WHAT TO DO » Please print only the top portion of the entries below, ending with the line that contains "The change looks", exactly as written.

======== INFORMATION SHOWN ========

PR #567, opened 2016-05-18
Generalized scene object components

NolaDonato:
The scene object now keeps a list of components on the Java and C++ side. This generalizes the component concept, making them a real extension mechanism for scene objects. Each scene object can now have any arbitrary number of GVRComponent instances. Components have a type that is used to retrieve them from the scene object. A scene object can only have one component of a particular type.
Added GVRSceneObject.attachComponent, GVRSceneObject.detachComponent, GVRSceneObject.getComponent, GVRComponent.getComponentType


GVRf/Framework/framework/src/main/java/org/gearvrf/GVRMesh.java
```diff
@@ -465,6 +457,30 @@ private void checkVectorLengthWithVertices(String parameterName,
         }
     }
 
+    /**
+     * @todo
```
thomasflynn: i'm still seeing this BoundingVolume class here in the diff.  should i?

PR #572, opened 2016-05-19
Changes for 3D Cursor

rahul27:
* Fixed set position for the mouse
* Allow multiple gamepads to be used at once
* Gaze now allows depth scrolling
* Fixed keying in the input manager

r.rudradevan@samsung.com


rahul27:
The 3D Cursor library requires a few modifications to the framework. This pull request takes care of that.

PR #576, opened 2016-05-20
Fixed crash in OESHorizontalStereoShader

NolaDonato:
The shader was not binding the vertex array


thomasflynn:
yeah, that seems like an important line.  how did this even work before??

NolaDonato:
I suspect it got “merged out” somehow…

PR #577, opened 2016-05-23
Changes to VAO to reuse VAO iD and VBO Ids and allow interleaving of …

Vittalbabu:
Changes to VAO to reuse VAO iD and VBO Ids and allow interleaving of the 3 builtin attributes.


NolaDonato:
The change looks good. I tested with multilight and jassimp samples so it works with skinning and lighting together.

My only comment is that we should go further and make all the vertex attributes interleaved. We need to separate vertices and indices for X3D. Perhaps we can interleave all the vertex attributes at that time.

Vittalbabu:
Making all vertex attributes interleaved is in progress.

GVRf/Framework/framework/src/main/jni/objects/mesh.cpp
```diff
@@ -208,61 +208,120 @@ void Mesh::bindVertexAttributes(GLuint programID)
...
+    if (attribSize == 0) {
         std::string error = "no vertex data yet, shouldn't call here. ";
         throw error;
         return;
     }
 
-    glGenVertexArrays(1, &vaoID_);
+    if (vao_dirty_ || vaoID_ == GVR_INVALID)
+    {
+        glGenVertexArrays(1, &vaoID_);
```
liaxim: In case of dirty, should the vaoId be glDeleteVertexArrays-ed?

liaxim:
@Vittalbabu Should this be closed?

Vittalbabu:
This can be closed.

PR #578, opened 2016-05-23
Call bindShaders from addSceneObject

NolaDonato:
When a scene object is added at the top level, GVRScene.bindShaders is automatically called if necessary. Now the remote scripting demo doesn't have to explicitly call bindShaders.
clear light list when clearing entire scene
return if texture is null in custom shader (instead of crashing)


NolaDonato:
Adding Missing DCO GearVRf-DCO-1.0-Signed-off-by: Nola Donato nola.donat@samsung.com

GVRf/Framework/framework/src/main/java/org/gearvrf/IAssetEvents.java
```diff
@@ -0,0 +1,56 @@
+package org.gearvrf;
```
thomasflynn: needs copyright header

NolaDonato: removed this file, not needed

thomasflynn:
fails to build.  Apparently GVRContext and GVRImporter reference IAssets in a number of places.

NolaDonato:
I reverted GVRContext, GVRImportSettings, GVRImporter to master, it builds now and I tested with gvr-remote-scripting demo which no longer needs bindShaders

PR #290, opened 2021-03-29
LA-248 Add Shared Space Member

imGok:
addMembers


domain/lib/src/model/sharedspace/shared_space_role_name.dart
```diff
@@ -33,3 +33,9 @@
 enum SharedSpaceRoleName {
```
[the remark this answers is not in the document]
imGok: I did but the JSON is in Upper case so it crashed, I need to find a solution for that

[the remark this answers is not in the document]
hoangdat: in the case of parsing Data, no need to follow the rule `lowerCamelCase `

hoangdat:
Please replace the destination from `linagora:master` to `linagora:maintenance` @imGok

imGok:
@hoangdat @dab246 @huynguyennovem Review please

domain/lib/src/model/autocomplete/autocomplete_result_type.dart
```diff
@@ -31,7 +31,7 @@
 //
 
 enum AutoCompleteResultType {
-  simple, user, mailingList
+  simple, user, mailingList, threadmember
```
dab246, line 34: You should use lowerCamelCase `threadMember`

hoangdat: it is type from response, so it is no problem with that

lib/presentation/widget/shared_space_details/add_shared_space_member/add_shared_space_member_viewmodel.dart
```diff
@@ -0,0 +1,111 @@
...
+
+  void addSharedSpaceMember(
+      SharedSpaceId sharedSpaceId, SharedSpaceMemberAutoCompleteResult autoCompleteResult) {
+    store.dispatch(
+        _addSharedSpaceAction(sharedSpaceId, AccountId(autoCompleteResult.userUuid.uuid)));
+  }
+
+  OnlineThunkAction _addSharedSpaceAction(SharedSpaceId sharedSpaceId, AccountId accountId) {
+    return OnlineThunkAction((Store<AppState> store) async {
+      final roles = (await _getAllSharedSpaceRolesInteractor.execute())
```
hoangdat, line 99: I don't think it is a good idea, `role name` and `role id` are not changed too much, why we not fetch it only 1 time when open the add member screen instead of fetch it every time add member?

lib/presentation/widget/shared_space_details/add_shared_space_member/add_shared_space_member_widget.dart
```diff
@@ -0,0 +1,267 @@
...
+  final TextEditingController _typeAheadController = TextEditingController();
+  StreamSubscription _streamSubscription;
+
+  @override
+  void initState() {
+    _streamSubscription =
+        _model.store.onChange.map((event) => event.sharedSpaceState.viewState).listen((viewState) {
+      viewState.fold((_) => null, (success) {
+        if (success is AddSharedSpaceMemberViewState) {
+          setState(() {});
```
hoangdat, line 67: it is so weird to me. Why not react it with `StoreConnector`?

lib/presentation/widget/shared_space_details/add_shared_space_member/add_shared_space_member_widget.dart
```diff
@@ -0,0 +1,267 @@
...
+          style: TextStyle(
+            color: _model.selectedRole == role
+                ? AppColor.primaryColor
+                : AppColor.addSharedSpaceMemberRoleTileColor,
+            fontSize: 16,
+          )),
+      leading: _model.selectedRole == role
+          ? Icon(Icons.check, color: AppColor.primaryColor)
+          : SizedBox(),
+      onTap: () => setState(() => _model.selectRole(role)),
```
hoangdat, line 264: so weird to me too.

hoangdat: I DON'T LIKE `setState()`. Please minimize to use that. @manhduc-nguyen @imGok @huynguyennovem @dab246

hoangdat (changes requested):

hoangdat:
`domain` and `data` quite good. But `presentation` is so weird to the convention of team. 
When you break the convention, everything will be change, the architecture is not consistent, IT IS VERY DANGEROUS for us to maintain the project.

lib/presentation/widget/shared_space_details/shared_space_details_widget.dart
```diff
@@ -219,53 +219,31 @@ class _SharedSpaceDetailsWidgetState extends State<SharedSpaceDetailsWidget> {
...
-                members[index].account.mail,
-                style: TextStyle(
-                  fontSize: 14,
-                  fontWeight: FontWeight.normal,
-                  fontStyle: FontStyle.italic,
-                  color: AppColor.documentModifiedDateItemTextColor
+  Widget _membersTabWidget(SharedSpaceDetailsInfo sharedSpaceDetails) {
+    return RefreshIndicator(
+        onRefresh: () async {
+          setState(() {});
```
huynguyennovem, line 225: `setState(() {});` will make all 3 tabs be refreshed then call all corresponding APIs.

huynguyennovem (commented):
IMO: Try to use `setState()` as little as possible. Consider [this](https://medium.com/@dabralrajat4/replacing-your-setstate-calls-with-valuenotifier-in-flutter-d35aab1c64db)

lib/presentation/widget/shared_space_details/add_shared_space_member/add_shared_space_member_widget.dart
hoangdat: We can not avoid it? @imGok

lib/presentation/widget/shared_space_details/add_shared_space_member/add_shared_space_member_viewmodel.dart
```diff
@@ -0,0 +1,125 @@
...
+      SharedSpaceId sharedSpaceId, SharedSpaceMemberAutoCompleteResult autoCompleteResult) {
+    store.dispatch(
+        _addSharedSpaceAction(sharedSpaceId, AccountId(autoCompleteResult.userUuid.uuid)));
+  }
+
+  OnlineThunkAction _addSharedSpaceAction(SharedSpaceId sharedSpaceId, AccountId accountId) {
+    return OnlineThunkAction((Store<AppState> store) async {
+      final selectedRoleId = store.state.sharedSpaceState.rolesList
+          .firstWhere((element) => element.name == selectedRole)
+          .sharedSpaceRoleId;
```
hoangdat, line 106: how about the case we can not get `roleIds`, this `selectedRoleId` is null?

domain/lib/src/model/sharedspace/shared_space_role.dart
```diff
@@ -38,12 +38,14 @@ class SharedSpaceRole extends Equatable {
   final SharedSpaceRoleId sharedSpaceRoleId;
   final SharedSpaceRoleName name;
 
-  SharedSpaceRole(this.sharedSpaceRoleId, this.name);
+  final bool enabled;
```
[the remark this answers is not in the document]
imGok: It's sent by API, I guess it tells if role is enabled or not

imGok:
We can not avoid it? @imGok

No we can't because the widget wont update otherwise, an other solution would be to store the current role value in a state but I don't want it's pointless

hoangdat:
> We can not avoid it? @imGok
> 
> No we can't because the widget wont update otherwise, an other solution would be to store the current role value in a state but I don't want it's pointless

I really want state for `add_member` also. Idealy, we should use `state` as much as possible. Only one thing to care in the app, it is `appState`. It is easier for us when debugging instead of finding somewhere to store something. One and only one: `AppState`. It is the point why we use Redux. @imGok @huynguyennovem @dab246 @manhduc-nguyen

imGok:
> I really want state for `add_member` also. Idealy, we should use `state` as much as possible. Only one thing to care in the app, it is `appState`. It is easier for us when debugging instead of finding somewhere to store something. One and only one: `AppState`. It is the point why we use Redux. @imGok @huynguyennovem @dab246 @manhduc-nguyen

For me, Redux is used to store persistent data across the app not view data (volatile data).
I don't want to use state for everything since onChanges listen to all state, so if we charge state more it will slow the app.
In our case, selectedRole is used only in this view.

I can try to find a solution with a stream builder tho

lib/presentation/widget/shared_space_details/add_shared_space_member/add_shared_space_member_viewmodel.dart
imGok: WDYT?
```dart
  OnlineThunkAction _addSharedSpaceAction(SharedSpaceId sharedSpaceId, AccountId accountId) {
    return OnlineThunkAction((Store<AppState> store) async {
      final rolesList = store.state.sharedSpaceState.rolesList;
      if (rolesList.isEmpty) {
        return;
      }

      final role = rolesList.firstWhere((element) => element.name == selectedRole, orElse: () => null);
      if (role == null) {
        return;
      }

      await _addSharedSpaceMemberInteractor
          .execute(
              sharedSpaceId, AddSharedSpaceMemberRequest(accountId, sharedSpaceId, role.sharedSpaceRoleId))
          .then((result) => store.dispatch(SharedSpaceAction(result)));
      store.dispatch(SharedSpaceDetailsGetAllSharedSpaceMembersAction(
          await _getAllSharedSpaceMembersInteractor.execute(sharedSpaceId)));
    });
  }
```

hoangdat:
> > I really want state for `add_member` also. Idealy, we should use `state` as much as possible. Only one thing to care in the app, it is `appState`. It is easier for us when debugging instead of finding somewhere to store something. One and only one: `AppState`. It is the point why we use Redux. @imGok @huynguyennovem @dab246 @manhduc-nguyen
> 
> 
> 
> For me, Redux is used to store persistent data across the app not view data (volatile data).
> 
> I don't want to use state for everything since onChanges listen to all state, so if we charge state more it will slow the app.
> 
> In our case, selectedRole is used only in this view.
> 
> 
> 
> I can try to find a solution with a stream builder tho

But for me, I dont want the view is rebuild by any other cause except app state.

lib/presentation/widget/shared_space_details/add_shared_space_member/add_shared_space_member_viewmodel.dart
```diff
@@ -0,0 +1,132 @@
...
+      SharedSpaceId sharedSpaceId, SharedSpaceMemberAutoCompleteResult autoCompleteResult) {
+    store.dispatch(
+        _addSharedSpaceAction(sharedSpaceId, AccountId(autoCompleteResult.userUuid.uuid)));
+  }
+
+  OnlineThunkAction _addSharedSpaceAction(SharedSpaceId sharedSpaceId, AccountId accountId) {
+    return OnlineThunkAction((Store<AppState> store) async {
+      final rolesList = store.state.sharedSpaceState.rolesList;
+      if (rolesList.isEmpty) {
+        return;
```
hoangdat, line 106: We can not response nothing for the user.

imGok:
@hoangdat check again pls

imGok:
need to fix toast tho

hoangdat (commented):
please squash it, quite good

imGok:
@hoangdat done

huynguyennovem (approved):

hoangdat (approved):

========

RESULT OF THE TASK »
PR #567, opened 2016-05-18
Generalized scene object components

NolaDonato:
The scene object now keeps a list of components on the Java and C++ side. This generalizes the component concept, making them a real extension mechanism for scene objects. Each scene object can now have any arbitrary number of GVRComponent instances. Components have a type that is used to retrieve them from the scene object. A scene object can only have one component of a particular type.
Added GVRSceneObject.attachComponent, GVRSceneObject.detachComponent, GVRSceneObject.getComponent, GVRComponent.getComponentType


GVRf/Framework/framework/src/main/java/org/gearvrf/GVRMesh.java
```diff
@@ -465,6 +457,30 @@ private void checkVectorLengthWithVertices(String parameterName,
         }
     }
 
+    /**
+     * @todo
```
thomasflynn: i'm still seeing this BoundingVolume class here in the diff.  should i?

PR #572, opened 2016-05-19
Changes for 3D Cursor

rahul27:
* Fixed set position for the mouse
* Allow multiple gamepads to be used at once
* Gaze now allows depth scrolling
* Fixed keying in the input manager

r.rudradevan@samsung.com


rahul27:
The 3D Cursor library requires a few modifications to the framework. This pull request takes care of that.

PR #576, opened 2016-05-20
Fixed crash in OESHorizontalStereoShader

NolaDonato:
The shader was not binding the vertex array


thomasflynn:
yeah, that seems like an important line.  how did this even work before??

NolaDonato:
I suspect it got “merged out” somehow…

PR #577, opened 2016-05-23
Changes to VAO to reuse VAO iD and VBO Ids and allow interleaving of …

Vittalbabu:
Changes to VAO to reuse VAO iD and VBO Ids and allow interleaving of the 3 builtin attributes.


NolaDonato:
The change looks good. I tested with multilight and jassimp samples so it works with skinning and lighting together.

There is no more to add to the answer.